Ask HN: Legitimate speed reading method? - DavidSJ

I know there's a lot of snake oil in this area.  Are there any methods you guys are aware of that work well (increase reading speed while maintaining comprehension levels)?
======
Travis
DavidSJ,

The courses all teach you the same kinds of things. It's not exactly snake
oil, but it's not something that's easy.

I took one of these years ago, as a kid, and got little out of it. Why?
Because I didn't practice. Here are the main things that I recall from the
class: 1) they trained you to read groups of words rather than individual
words 2) they trained you to use your peripheral vision to increase the size
of those word groups 3) they trained you to stop and recount what you just
read, every couple of pages or chapter.

That was about it. It was about practice -- which most people don't want to
do.
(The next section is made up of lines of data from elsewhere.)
PR #213, opened 2025-09-27
Test direct density derivatives

marco-2023:
The tests for the electron density derivative functions were adapted such that the cases  `"direct`"  and general `"general"` are tested using the same tests. The module with the `"direct`" density derivative tests was removed as it is no longer needed (it was duplicated code).

## Checklist

- [ x] Write a good description of what the PR does.
- [ x] Update documentation
- [ x] Squash commits that can be grouped together
- [ x] Rebase onto master

## Type of Changes

|   | Type |


PaulWAyers (approved):
LGTM

PR #1061, opened 2022-03-14
apps/wamr: Add wamr memory Kconfig

DS-LK:
## Summary
wamr itself comes with a task, which we usually do not use directly, so closing this configuration can save about 50k code size. In addition, increase the memory configuration, enable the global variables of wamr and the memory information debug configuration

## Impact
It will not affect the original function.

## Testing
We have no problem in the actual project use process.


interpreters/wamr/Makefile
```diff
@@ -40,12 +40,14 @@ WAMR_URL      = $(WAMR_URL_BASE)/$(WAMR_TARBALL)
 
 VPATH += $(WAMR_UNPACK)/product-mini/platforms/nuttx
 
+ifeq ($(CONFIG_INTERPRETERS_IWASM_TASK), y)
```
pkarashchenko, line 43:
```suggestion
ifeq ($(CONFIG_INTERPRETERS_IWASM_TASK),y)
```

xiaoxiang781216 (approved):

pkarashchenko (approved):

PR #1063, opened 2022-03-14
testing/fstest: add cleanup to fatutf8

VanFeo:
Signed-off-by: fanzhuyun <fanzhuyun@xiaomi.com>

## Summary
testing/fstest: add cleanup to fatutf8
## Impact
add cleanup to fatutf8
## Testing
local test

### DIFF
--- a/testing/fatutf8/fatutf8_main.c
+++ b/testing/fatutf8/fatutf8_main.c
@@ -60,7 +60,7 @@ int main(int argc, FAR char *argv[])
   int len;
 
   char buf[128];
-  char path[256];
+  char path[PATH_MAX];
 
   char *basepath = NULL;
 
@@ -164,6 +164,34 @@ int main(int argc, FAR char *argv[])
     {
       printf("open failed: %d\n", errno);
       exit(fd);
+    }
+
+  printf("\n");
+
+  ret = remove(path);
+  if (ret == 0)
+    {
+      printf("removed %s\n", path);
+      basepath = strrchr(path, '/');
+      if (basepath != NULL)
+        {
+          *basepath = '\0';
+          ret = remove(path);
+          if (ret == 0)
+            {
+              printf("removed %s\n", path);
+            }
+          else
+            {
+              printf("remove failed: %d\n", errno);
+              exit(ret);
+            }
+        }
+    }
+  else
+    {
+      printf("remove failed: %d\n", errno);
+      exit(ret);
     }
 
   return EXIT_SUCCESS;


testing/fatutf8/fatutf8_main.c
```diff
@@ -61,6 +61,7 @@ int main(int argc, FAR char *argv[])
 
   char buf[128];
   char path[256];
+  char dir_path[256];
```
pkarashchenko, line 64:
```suggestion
  char path[PATH_MAX];
  char dir_path[PATH_MAX];
```

testing/fatutf8/fatutf8_main.c
```diff
@@ -108,6 +109,7 @@ int main(int argc, FAR char *argv[])
 
   printf("\n");
 
+  strcpy(dir_path, path);
```
pkarashchenko, line 112: I do not think that removal of a directory unconditionally is a good idea. What if directory existed already and was intentionally created by user? The removal in such case will be confusing. Can we better check if directory is already created and delete only if it was created by this code?

testing/fatutf8/fatutf8_main.c
```diff
@@ -166,5 +168,28 @@ int main(int argc, FAR char *argv[])
       exit(fd);
     }
 
+  printf("\n");
+
+  ret = remove(path);
+  if (ret == 0)
+    {
+      printf("removed %s\n", path);
+      ret = remove(dir_path);
```
pkarashchenko, line 177: Maybe we can use next code instead of adding new variable to stack?
```
basepath = strrchr(path, '/');
if (basepath != NULL)
  {
    *basepath = '\0';
    ret = remove(path);
    if (ret == 0)
...
  }
```

VanFeo: It is a good idea and has been revised

testing/fatutf8/fatutf8_main.c
```diff
@@ -52,6 +52,7 @@ static void show_usage(FAR const char *progname, int exitcode)
 #define BASEPATH "/mnt/sdcard"
 #define FOLDER_NAME "/ÄÖÜ 测试文件夹 Test Folder"
 #define FILE_NAME "/ÄÖÜ 测试文件 Test File"
+#define PATH_MAX 256
```
xiaoxiang781216, line 55: why define PATH_MAX which is a standard macro?

VanFeo: removed

testing/fatutf8/fatutf8_main.c
xiaoxiang781216: It's impossible since https://github.com/apache/incubator-nuttx-apps/pull/1063/files#diff-c6c45b54fda3ab97655d3becbfe72f45338ed829e17a019b868a6999e62ceb6cR98-R103 report EEXIST.

pkarashchenko: Ok

pkarashchenko (approved):

PR #1064, opened 2022-03-14
feature: wapi add encode parse when scan

zhhyu7:
wapi add encode parse when scan
fix: ap socket can not accept twice
rpmsg: pointer of netdev ioctl support cross-core access via clean dcache
fix: iperf can not exit when stop

Signed-off-by: zhanghongyu <zhanghongyu@xiaomi.com>
Change-Id: Ic9959a7426091ee2f35b68cb41c14a9e343468ac

### DIFF
--- a/netutils/usrsock_rpmsg/usrsock_rpmsg.h
+++ b/netutils/usrsock_rpmsg/usrsock_rpmsg.h
@@ -27,6 +27,11 @@
 
 #include <nuttx/net/usrsock.h>
 
+#ifdef CONFIG_NETDEV_WIRELESS_IOCTL
+#  include <nuttx/wireless/wireless.h>
+#  include <metal/cache.h>
+#endif
+
 /****************************************************************************
  * Pre-processor definitions
  ****************************************************************************/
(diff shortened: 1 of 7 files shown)


netutils/usrsock_rpmsg/usrsock_rpmsg.h
```diff
@@ -27,6 +27,11 @@
 
 #include <nuttx/net/usrsock.h>
 
+#ifdef CONFIG_NETDEV_WIRELESS_IOCTL
+#  include <nuttx/wireless/wireless.h>
+#  include <metal/cache.h>
```
pkarashchenko, line 32: Where this file is located?

netutils/usrsock_rpmsg/usrsock_rpmsg_client.c
```diff
@@ -155,6 +161,41 @@ static int usrsock_rpmsg_ept_cb(struct rpmsg_endpoint *ept, void *data,
...
+  FAR struct iwreq *wlreq;
+
+  if (req->head.reqid == USRSOCK_REQUEST_IOCTL)
+    {
+      if (WL_IS80211POINTERCMD(req->cmd))
+        {
+          wlreq = (FAR struct iwreq *)(req + 1);
+          if (action == USRSOCK_COHERENT_BEFORE)
+            {
+              metal_cache_flush(wlreq->u.data.pointer,
```
pkarashchenko, line 179: Is `metal_` some arch specific API. Maybe we can use `up_invalidate_dcache`/`up_flush_dcache` instead?

netutils/usrsock_rpmsg/usrsock_rpmsg.h
xiaoxiang781216: libmetal is part of OpenAMP framework:
https://github.com/OpenAMP/libmetal/blob/main/lib/cache.h#L33-L49

netutils/usrsock_rpmsg/usrsock_rpmsg_client.c
xiaoxiang781216: usrsock rpmag is built on the top of openamp/libmetal, it's reasonable to call meta_ API instead of NuttX specific API to improve the portability.

netutils/usrsock_rpmsg/usrsock_rpmsg.h
pkarashchenko: Ok. Some time ago I worked with SiFive RISC-V metal SDK, so was a bit confused. Thank you for explanation

PR #1092, opened 2022-03-27
trace: fix pointer cross the border

zhuyanlinzyl:
VELAPLATFO-2058

Change-Id: I4cfa400c90d9421dfb565de3536b8378a28ae3fb
Signed-off-by: zhuyanlin <zhuyanlin1@xiaomi.com>

### DIFF
--- a/system/trace/trace.c
+++ b/system/trace/trace.c
@@ -485,29 +485,32 @@ static int trace_cmd_switch(int index, int argc, FAR char **argv,
 
   /* Parse the setting parameters */
 
-  if (argv[index][0] == '-' || argv[index][0] == '+')
+  if (index < argc)
     {
-      enable = (argv[index][0] == '+');
-      if (enable ==
-          ((mode.flag & NOTE_FILTER_MODE_FLAG_SWITCH) != 0))
+      if (argv[index][0] == '-' || argv[index][0] == '+')
         {
-          /* Already set */
+          enable = (argv[index][0] == '+');
+          if (enable ==
+              ((mode.flag & NOTE_FILTER_MODE_FLAG_SWITCH) != 0))
+            {
+              /* Already set */
 
-          return false;
+              return false;
+            }
+
+          if (enable)
+            {
+              mode.flag |= NOTE_FILTER_MODE_FLAG_SWITCH;
+            }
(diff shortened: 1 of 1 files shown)


xiaoxiang781216 (approved):

system/trace/trace.c
```diff
@@ -735,27 +735,30 @@ static int trace_cmd_print(int index, int argc, FAR char **argv,
 
   /* Parse the setting parameters */
 
-  if (argv[index][0] == '-' || argv[index][0] == '+')
+  while (argv[index])
```
xiaoxiang781216, line 738: don't need while loop, let's check index < argc instead.

xiaoxiang781216 (changes requested):

system/trace/trace.c
xiaoxiang781216: and let's fix trace_cmd_switch too

system/trace/trace.c
```diff
@@ -485,29 +485,32 @@ static int trace_cmd_switch(int index, int argc, FAR char **argv,
 
   /* Parse the setting parameters */
 
-  if (argv[index][0] == '-' || argv[index][0] == '+')
+  while (index < argc)
```
pkarashchenko, line 488:
```suggestion
  if (index < argc)
```

system/trace/trace.c
```diff
@@ -735,29 +738,32 @@ static int trace_cmd_print(int index, int argc, FAR char **argv,
...
```
pkarashchenko, line 741:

There are no tricks; like anything else, getting better at reading speed +
comprehension takes a lot of practice.

However, it definitely does help to be cognizant of the different techniques
they teach, so that you can practice yourself. And, just like programming, you
need to set aside time when you can actively practice these techniques. And
practicing this stuff has generally made the reading itself less enjoyable, in
my experience.

------
boundlessdreamz
I read faster than almost anyone I know and the only difference I know is that
I don't think aloud the words when I'm reading silently. I'm reading phrases
rather than words. I hope you got the idea because I don't know how to convey
it. This technique is natural to me and I was surprised initially that a lot
of people read silently, the way they read aloud ie word by word.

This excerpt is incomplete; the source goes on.